**Task**
Using the entries below, write out the line with "Since this is", the line with "reload course from", and every line in between, exactly as each is written.

**Supplied records**
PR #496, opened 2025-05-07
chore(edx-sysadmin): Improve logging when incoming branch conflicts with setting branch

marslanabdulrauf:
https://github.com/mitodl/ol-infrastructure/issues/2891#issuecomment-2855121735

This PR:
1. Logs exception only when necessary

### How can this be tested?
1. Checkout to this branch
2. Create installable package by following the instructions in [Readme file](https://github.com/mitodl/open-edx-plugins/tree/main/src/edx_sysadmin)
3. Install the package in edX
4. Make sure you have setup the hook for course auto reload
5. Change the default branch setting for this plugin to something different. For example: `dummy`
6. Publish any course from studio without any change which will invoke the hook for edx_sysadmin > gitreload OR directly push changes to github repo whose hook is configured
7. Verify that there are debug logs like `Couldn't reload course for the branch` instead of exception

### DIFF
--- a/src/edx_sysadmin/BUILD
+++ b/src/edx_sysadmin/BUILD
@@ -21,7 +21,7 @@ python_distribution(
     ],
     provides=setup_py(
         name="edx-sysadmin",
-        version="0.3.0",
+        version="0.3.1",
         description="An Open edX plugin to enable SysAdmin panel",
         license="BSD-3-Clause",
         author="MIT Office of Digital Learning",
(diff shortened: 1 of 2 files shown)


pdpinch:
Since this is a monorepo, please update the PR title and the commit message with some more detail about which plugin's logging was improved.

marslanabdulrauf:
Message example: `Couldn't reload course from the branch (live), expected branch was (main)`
==
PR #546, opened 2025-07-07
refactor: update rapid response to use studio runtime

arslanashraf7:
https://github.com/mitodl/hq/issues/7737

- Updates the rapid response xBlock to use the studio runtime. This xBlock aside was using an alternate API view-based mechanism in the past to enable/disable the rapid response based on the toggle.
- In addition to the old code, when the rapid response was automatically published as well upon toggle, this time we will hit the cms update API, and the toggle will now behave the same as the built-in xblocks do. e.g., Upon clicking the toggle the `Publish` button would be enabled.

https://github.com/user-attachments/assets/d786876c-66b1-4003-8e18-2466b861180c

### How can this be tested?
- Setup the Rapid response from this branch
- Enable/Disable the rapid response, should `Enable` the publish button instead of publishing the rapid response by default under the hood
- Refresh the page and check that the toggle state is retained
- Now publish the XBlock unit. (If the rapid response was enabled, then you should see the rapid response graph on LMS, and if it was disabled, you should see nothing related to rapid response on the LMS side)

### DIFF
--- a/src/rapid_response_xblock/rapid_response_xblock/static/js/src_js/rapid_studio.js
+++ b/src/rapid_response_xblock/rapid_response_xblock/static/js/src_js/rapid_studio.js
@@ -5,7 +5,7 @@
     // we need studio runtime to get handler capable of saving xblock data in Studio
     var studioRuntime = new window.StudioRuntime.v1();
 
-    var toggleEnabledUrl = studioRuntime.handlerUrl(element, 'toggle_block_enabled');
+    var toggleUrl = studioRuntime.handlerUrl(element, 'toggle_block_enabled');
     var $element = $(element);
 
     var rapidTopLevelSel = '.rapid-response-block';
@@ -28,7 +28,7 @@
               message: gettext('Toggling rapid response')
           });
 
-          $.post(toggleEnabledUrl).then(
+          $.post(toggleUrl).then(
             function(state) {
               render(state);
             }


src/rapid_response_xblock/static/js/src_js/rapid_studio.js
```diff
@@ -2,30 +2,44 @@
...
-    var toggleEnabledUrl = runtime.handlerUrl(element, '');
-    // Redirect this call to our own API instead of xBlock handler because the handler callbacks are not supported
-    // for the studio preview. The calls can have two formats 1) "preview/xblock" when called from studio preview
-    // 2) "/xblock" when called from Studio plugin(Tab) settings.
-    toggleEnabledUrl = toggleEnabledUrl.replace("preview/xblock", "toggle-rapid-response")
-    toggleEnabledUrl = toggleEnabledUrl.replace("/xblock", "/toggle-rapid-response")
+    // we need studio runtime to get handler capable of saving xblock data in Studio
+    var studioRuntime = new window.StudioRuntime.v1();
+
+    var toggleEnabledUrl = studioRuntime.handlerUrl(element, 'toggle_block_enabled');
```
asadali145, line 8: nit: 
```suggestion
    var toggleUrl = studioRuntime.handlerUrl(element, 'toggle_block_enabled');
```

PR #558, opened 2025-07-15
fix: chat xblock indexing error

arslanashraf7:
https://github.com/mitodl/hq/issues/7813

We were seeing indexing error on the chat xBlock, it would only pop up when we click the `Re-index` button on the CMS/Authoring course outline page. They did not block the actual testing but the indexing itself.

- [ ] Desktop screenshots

**Answer area**
Since this is a monorepo, please update the PR title and the commit message with some more detail about which plugin's logging was improved.

marslanabdulrauf:
Message example: `Couldn't reload course from the branch (live), expected branch was (main)`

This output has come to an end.